Genome Wide Identification of SARS-CoV Susceptibility Loci Using the Collaborative Cross

New systems genetics approaches are needed to rapidly identify host genes and genetic networks that regulate complex disease outcomes. Using genetically diverse animals from incipient lines of the Collaborative Cross mouse panel, we demonstrate a greatly expanded range of phenotypes relative to classical mouse models of SARS-CoV infection including lung pathology, weight loss and viral titer. Genetic mapping revealed several loci contributing to differential disease responses, including an 8.5Mb locus associated with vascular cuffing on chromosome 3 that contained 23 genes and 13 noncoding RNAs. Integrating phenotypic and genetic data narrowed this region to a single gene, Trim55, an E3 ubiquitin ligase with a role in muscle fiber maintenance. Lung pathology and transcriptomic data from mice genetically deficient in Trim55 were used to validate its role in SARS-CoV-induced vascular cuffing and inflammation. These data establish the Collaborative Cross platform as a powerful genetic resource for uncovering genetic contributions of complex traits in microbial disease severity, inflammation and virus replication in models of outbred populations.

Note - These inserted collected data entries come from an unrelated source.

PR #1163, opened 2015-07-09
No more complaining about FIFO's being empty (addresses #1147)

### LINKED ISSUE #1147: kfile.check_valid_file_exists() should return silently if it's a FIFO
see logic in kfile.check_input_files() for example.

As it is, running `normalize-by-median` on a FIFO warns that the FIFO is empty.

bocajnotnef:
fixes #1147 

- [x] Is it mergeable?
- [x] Did it pass the tests?
  fixing as needed.
  changes were made?

@ctb @luizirber CR/merge please.

### DIFF
--- a/khmer/kfile.py
+++ b/khmer/kfile.py
@@ -149,7 +149,7 @@ def check_valid_file_exists(in_files):
     """
     for in_file in in_files:
         if os.path.exists(in_file):
-            if os.stat(in_file).st_size > 0:
+            if os.stat(in_file).st_size >= 0:
                 return
             else:
                 print('WARNING: Input file %s is empty' %
--- a/khmer/kfile.py
+++ b/khmer/kfile.py
@@ -150,8 +150,7 @@ def check_valid_file_exists(in_files):
     for in_file in in_files:
         if os.path.exists(in_file):
             mode = os.stat(in_file).st_mode
-            if os.stat(in_file).st_size > 0 and not S_ISBLK(mode) or\
-               S_ISFIFO(mode):
+            if os.stat(in_file).st_size > 0 or S_ISBLK(mode) or S_ISFIFO(mode):
                 return
             else:
                 print('WARNING: Input file %s is empty' %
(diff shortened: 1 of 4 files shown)


mr-c:
Needs a test

bocajnotnef:
@mr-c Updated

khmer/kfile.py
```diff
@@ -149,7 +149,7 @@ def check_valid_file_exists(in_files):
     """
     for in_file in in_files:
         if os.path.exists(in_file):
-            if os.stat(in_file).st_size > 0:
+            if os.stat(in_file).st_size >= 0:
```
ctb: am I missing something? if the file size is 0 this will not print a warning, right? don't we want the warning in that case?

ctb:
I don't understand this pull request at all.

- the fix doesn't address FIFOs, and seems to apply to all empty files;
- there's no test that breaks when the "fix" to kfile.py is applied;
- the new test doesn't break when I revert the change to kfile;

So,

- write a test that breaks with your current changes to kfile.py line 152.
- revert that change, which is a bad one.
- please address FIFO size specifically, as in #1147.

Or, alternatively, tell me that I'm wrong and convince me :)

bocajnotnef:
Misunderstood how stat works in this case. I'll sort it.

bocajnotnef:
@ctb updated. pep8 and tests passing locally, test breaks when change is reverted and kfile still complains about empty files. 


Jenkins linux build appears to be hanging/breaking for other reasons.

ctb:
OK - could you please 

* write a test that breaks with your previous changes to kfile.py line 152

as well?

ctb:
(the current code looks good, although if you wanted to use parantheses to put an explicit grouping around the 'and not' clause in the if statement, it would make it easier to read.)

bocajnotnef:
As in, the bad changes I made? (Allowing all empty files through)

ctb:
yes.

bocajnotnef:
tests/pep8 passing locally--jenkins is borked for other reasons

@ctb Updated; Merge, please?

mr-c:
@bocajnotnef is this urgent? I'd rather fix Jenkins right now.

bocajnotnef:
@mr-c Nope, is not urgent.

New emerging pathogens are a significant threat to human health with at least six highly pathogenic viruses, including four respiratory viruses, having spread from animal hosts into the human population within the past 15 years. With the emergence of new pathogens, new and better animal models are needed in order to better understand the disease these pathogens cause; to assist in the rapid development of therapeutics; and importantly to evaluate the role of natural host genetic variation in regulating disease outcome. We used incipient lines of the Collaborative Cross, a newly available recombinant inbred mouse panel, to identify polymorphic host genes that contribute to SARS-CoV pathogenesis. We discovered new animal models that better capture the range of disease found in human SARS patients and also found four novel susceptibility loci governing various aspects of SARS-induced pathogenesis. By integrating statistical, genetic and bioinformatic approaches we were able to narrow candidate genome regions to highly likely candidate genes. We narrowed one locus to a single candidate gene, Trim55, and confirmed its role in the inflammatory response to SARS-CoV infection through the use of knockout mice. This work identifies a novel function for Trim55 and also demonstrates the utility of the CC as a platform for identifying the genetic contributions of complex traits.